Listed records Block Start

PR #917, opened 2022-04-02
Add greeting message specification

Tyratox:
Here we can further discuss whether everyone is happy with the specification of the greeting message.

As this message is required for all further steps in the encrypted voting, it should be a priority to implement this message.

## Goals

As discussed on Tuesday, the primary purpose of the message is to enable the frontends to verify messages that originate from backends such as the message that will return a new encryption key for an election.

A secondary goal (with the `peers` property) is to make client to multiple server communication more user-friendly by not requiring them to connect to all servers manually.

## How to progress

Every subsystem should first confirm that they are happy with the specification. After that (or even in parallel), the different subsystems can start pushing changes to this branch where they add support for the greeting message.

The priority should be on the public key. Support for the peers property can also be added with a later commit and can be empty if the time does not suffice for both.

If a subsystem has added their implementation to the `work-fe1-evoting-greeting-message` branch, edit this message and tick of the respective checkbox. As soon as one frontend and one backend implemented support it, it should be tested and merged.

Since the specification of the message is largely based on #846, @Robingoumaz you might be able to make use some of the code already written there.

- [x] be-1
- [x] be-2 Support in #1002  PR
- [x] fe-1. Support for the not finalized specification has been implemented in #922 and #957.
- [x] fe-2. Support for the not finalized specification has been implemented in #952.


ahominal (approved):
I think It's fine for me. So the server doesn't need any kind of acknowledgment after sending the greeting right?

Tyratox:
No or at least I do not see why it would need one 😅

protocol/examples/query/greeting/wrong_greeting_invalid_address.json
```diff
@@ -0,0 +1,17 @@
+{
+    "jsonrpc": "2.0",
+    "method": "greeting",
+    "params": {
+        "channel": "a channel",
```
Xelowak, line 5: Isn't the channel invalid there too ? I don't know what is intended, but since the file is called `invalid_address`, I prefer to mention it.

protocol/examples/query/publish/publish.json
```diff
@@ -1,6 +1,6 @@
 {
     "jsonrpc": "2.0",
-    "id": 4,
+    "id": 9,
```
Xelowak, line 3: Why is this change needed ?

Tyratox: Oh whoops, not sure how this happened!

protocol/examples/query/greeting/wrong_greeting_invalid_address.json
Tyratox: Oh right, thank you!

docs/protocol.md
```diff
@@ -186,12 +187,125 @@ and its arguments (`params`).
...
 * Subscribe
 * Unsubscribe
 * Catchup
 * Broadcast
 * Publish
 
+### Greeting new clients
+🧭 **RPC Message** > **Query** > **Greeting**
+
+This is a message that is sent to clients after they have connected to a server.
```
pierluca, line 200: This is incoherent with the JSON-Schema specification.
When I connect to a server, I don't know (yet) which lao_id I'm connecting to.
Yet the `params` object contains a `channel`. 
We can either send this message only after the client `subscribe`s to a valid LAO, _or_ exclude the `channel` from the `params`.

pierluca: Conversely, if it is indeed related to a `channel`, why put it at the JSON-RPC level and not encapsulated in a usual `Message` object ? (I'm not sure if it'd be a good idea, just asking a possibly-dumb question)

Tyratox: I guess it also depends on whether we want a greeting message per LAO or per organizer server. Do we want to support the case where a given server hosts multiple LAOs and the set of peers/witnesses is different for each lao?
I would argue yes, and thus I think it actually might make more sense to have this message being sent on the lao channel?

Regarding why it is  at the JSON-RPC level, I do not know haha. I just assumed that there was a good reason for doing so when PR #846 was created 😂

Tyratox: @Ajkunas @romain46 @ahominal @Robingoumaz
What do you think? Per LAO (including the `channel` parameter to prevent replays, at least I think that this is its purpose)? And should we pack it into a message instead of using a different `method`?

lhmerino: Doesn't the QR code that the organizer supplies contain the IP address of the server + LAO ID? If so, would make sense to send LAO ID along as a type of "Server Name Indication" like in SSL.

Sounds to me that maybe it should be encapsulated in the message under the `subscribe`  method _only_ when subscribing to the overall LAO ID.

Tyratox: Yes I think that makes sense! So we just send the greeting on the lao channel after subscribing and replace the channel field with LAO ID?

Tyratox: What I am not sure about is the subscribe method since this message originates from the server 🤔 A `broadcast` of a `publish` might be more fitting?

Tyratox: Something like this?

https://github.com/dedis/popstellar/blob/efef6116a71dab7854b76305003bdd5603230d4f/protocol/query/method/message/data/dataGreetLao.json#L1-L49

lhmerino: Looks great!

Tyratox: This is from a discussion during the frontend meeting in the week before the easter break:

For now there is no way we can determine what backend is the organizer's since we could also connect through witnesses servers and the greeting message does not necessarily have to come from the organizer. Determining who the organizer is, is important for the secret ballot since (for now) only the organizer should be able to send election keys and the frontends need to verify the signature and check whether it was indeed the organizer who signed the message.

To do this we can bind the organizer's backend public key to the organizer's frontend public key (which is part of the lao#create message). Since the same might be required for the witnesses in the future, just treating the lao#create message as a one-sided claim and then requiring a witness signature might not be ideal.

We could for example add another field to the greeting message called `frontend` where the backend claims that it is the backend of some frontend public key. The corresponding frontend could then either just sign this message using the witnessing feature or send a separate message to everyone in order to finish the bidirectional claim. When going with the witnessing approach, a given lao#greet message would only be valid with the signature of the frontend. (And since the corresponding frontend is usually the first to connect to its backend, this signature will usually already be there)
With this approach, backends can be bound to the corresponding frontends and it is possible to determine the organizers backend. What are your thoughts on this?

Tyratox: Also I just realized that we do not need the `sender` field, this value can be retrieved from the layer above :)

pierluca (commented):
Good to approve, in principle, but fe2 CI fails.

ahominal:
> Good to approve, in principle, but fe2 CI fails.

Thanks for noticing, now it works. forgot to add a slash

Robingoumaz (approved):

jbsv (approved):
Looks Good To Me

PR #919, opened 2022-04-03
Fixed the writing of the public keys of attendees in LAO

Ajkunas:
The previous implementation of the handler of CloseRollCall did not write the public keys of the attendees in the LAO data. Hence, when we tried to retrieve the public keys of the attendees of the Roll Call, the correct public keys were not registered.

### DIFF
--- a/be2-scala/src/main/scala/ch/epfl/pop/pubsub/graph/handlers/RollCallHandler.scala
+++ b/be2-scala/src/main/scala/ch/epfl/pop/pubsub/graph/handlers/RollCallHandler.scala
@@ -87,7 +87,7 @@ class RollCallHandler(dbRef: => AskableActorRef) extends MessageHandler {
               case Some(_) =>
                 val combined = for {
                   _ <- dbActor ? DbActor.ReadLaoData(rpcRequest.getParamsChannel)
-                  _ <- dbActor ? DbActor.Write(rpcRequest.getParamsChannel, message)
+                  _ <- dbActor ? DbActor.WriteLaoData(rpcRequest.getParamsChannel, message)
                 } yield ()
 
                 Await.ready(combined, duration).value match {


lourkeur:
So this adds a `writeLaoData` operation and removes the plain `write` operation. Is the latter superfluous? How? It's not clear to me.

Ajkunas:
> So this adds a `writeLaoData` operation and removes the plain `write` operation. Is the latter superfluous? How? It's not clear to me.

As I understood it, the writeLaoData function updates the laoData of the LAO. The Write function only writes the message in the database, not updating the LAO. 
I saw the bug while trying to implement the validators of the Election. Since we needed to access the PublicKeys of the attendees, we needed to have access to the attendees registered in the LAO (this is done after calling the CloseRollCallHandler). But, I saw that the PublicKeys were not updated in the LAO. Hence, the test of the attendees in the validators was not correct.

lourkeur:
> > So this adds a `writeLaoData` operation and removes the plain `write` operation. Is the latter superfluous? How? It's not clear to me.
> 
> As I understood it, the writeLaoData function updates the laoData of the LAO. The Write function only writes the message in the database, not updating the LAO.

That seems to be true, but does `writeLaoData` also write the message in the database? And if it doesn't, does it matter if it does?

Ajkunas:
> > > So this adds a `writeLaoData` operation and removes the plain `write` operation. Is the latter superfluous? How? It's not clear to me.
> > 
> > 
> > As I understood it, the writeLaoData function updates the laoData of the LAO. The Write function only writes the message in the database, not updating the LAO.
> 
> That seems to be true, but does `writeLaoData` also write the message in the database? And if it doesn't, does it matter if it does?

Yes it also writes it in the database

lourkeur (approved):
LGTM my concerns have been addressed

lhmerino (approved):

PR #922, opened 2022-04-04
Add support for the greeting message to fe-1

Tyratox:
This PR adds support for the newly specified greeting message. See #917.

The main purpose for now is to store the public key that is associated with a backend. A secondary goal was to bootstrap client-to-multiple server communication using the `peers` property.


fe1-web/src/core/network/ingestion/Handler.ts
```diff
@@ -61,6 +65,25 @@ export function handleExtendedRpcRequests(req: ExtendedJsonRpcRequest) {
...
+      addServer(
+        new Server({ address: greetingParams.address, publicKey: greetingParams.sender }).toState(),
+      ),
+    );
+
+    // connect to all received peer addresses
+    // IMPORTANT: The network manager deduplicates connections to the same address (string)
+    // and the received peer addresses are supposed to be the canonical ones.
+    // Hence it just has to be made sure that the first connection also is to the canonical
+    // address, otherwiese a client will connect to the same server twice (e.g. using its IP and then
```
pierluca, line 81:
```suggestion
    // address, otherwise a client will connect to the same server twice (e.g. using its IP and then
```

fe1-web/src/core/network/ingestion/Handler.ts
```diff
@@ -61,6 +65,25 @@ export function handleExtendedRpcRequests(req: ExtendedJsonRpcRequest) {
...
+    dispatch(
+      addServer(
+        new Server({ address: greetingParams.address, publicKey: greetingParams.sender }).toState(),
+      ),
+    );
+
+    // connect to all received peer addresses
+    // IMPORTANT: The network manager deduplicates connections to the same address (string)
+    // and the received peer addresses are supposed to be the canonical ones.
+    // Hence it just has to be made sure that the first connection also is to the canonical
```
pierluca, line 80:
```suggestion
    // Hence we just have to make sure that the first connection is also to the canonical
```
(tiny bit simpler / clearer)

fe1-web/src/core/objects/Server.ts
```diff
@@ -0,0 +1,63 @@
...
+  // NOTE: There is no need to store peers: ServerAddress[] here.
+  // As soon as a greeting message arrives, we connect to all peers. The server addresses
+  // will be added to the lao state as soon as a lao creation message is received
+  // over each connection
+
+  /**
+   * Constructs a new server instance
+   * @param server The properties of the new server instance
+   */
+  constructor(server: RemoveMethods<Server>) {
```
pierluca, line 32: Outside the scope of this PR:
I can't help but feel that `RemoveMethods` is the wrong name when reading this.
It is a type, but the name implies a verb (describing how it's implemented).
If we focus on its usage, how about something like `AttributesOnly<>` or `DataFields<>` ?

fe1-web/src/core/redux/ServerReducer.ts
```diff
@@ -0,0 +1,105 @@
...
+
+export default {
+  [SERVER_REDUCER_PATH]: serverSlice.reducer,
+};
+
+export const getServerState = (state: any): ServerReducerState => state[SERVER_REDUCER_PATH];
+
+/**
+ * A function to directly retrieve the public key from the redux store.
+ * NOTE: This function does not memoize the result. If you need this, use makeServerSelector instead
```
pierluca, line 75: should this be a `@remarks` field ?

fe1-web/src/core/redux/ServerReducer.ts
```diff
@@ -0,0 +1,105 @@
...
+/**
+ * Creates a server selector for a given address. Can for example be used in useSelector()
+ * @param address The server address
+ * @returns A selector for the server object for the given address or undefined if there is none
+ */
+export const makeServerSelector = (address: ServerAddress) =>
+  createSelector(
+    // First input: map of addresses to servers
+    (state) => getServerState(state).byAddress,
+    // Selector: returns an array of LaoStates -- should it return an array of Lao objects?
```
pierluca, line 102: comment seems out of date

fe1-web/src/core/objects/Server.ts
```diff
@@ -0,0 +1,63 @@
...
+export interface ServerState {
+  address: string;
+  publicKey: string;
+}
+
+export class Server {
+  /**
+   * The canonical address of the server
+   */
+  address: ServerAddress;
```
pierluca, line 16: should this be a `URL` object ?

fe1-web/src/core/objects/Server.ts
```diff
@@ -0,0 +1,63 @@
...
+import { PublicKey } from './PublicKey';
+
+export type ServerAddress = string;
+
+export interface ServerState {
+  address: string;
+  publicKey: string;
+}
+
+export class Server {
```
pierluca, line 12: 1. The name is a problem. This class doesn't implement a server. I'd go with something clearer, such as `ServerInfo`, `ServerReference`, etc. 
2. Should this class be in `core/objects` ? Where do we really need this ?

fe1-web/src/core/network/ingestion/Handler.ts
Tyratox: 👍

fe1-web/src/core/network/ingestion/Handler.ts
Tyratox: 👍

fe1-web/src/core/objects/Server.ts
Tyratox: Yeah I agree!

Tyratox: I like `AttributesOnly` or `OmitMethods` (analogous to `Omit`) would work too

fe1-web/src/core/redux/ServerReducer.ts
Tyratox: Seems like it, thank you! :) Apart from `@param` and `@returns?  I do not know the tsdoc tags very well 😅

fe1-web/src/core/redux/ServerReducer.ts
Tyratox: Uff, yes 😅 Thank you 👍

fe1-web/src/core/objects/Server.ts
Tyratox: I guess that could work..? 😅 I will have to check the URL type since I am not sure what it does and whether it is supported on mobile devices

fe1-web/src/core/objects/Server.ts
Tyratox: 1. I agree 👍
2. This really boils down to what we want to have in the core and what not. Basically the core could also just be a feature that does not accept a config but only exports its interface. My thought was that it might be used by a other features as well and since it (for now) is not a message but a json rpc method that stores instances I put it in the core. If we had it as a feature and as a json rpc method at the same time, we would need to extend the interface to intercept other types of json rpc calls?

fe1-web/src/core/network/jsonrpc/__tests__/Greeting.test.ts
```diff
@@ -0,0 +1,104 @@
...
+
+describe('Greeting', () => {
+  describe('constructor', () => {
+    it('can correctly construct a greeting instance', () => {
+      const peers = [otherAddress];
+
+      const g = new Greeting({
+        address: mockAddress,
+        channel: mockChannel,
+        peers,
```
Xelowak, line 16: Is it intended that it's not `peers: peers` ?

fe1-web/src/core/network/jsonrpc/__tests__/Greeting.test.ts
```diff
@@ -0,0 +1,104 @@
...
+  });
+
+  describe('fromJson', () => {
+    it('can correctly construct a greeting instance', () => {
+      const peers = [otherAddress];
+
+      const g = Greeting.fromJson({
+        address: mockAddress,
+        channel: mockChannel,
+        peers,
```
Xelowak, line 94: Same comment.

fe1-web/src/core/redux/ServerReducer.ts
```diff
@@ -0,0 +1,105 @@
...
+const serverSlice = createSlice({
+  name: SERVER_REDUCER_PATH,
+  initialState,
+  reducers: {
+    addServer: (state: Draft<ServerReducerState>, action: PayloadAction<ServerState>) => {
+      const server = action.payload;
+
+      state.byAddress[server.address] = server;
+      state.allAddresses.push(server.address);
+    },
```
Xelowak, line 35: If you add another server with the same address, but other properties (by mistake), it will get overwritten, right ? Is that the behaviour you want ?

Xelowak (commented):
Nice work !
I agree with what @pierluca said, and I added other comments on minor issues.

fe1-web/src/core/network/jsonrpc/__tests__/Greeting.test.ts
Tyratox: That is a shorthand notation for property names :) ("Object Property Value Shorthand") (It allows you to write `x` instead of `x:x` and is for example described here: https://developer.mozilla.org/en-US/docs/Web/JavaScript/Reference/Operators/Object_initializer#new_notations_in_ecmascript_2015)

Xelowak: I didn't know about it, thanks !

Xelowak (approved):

Listed records Block End

_How to complete this task_: Please reply with an exact copy of the lines above, starting at the first and ending at the line that holds "As discussed on".

_Answer box_:
PR #917, opened 2022-04-02
Add greeting message specification

Tyratox:
Here we can further discuss whether everyone is happy with the specification of the greeting message.

As this message is required for all further steps in the encrypted voting, it should be a priority to implement this message.

## Goals

As discussed on Tuesday, the primary purpose of the message is to enable the frontends to verify messages that originate from backends such as the message that will return a new encryption key for an election.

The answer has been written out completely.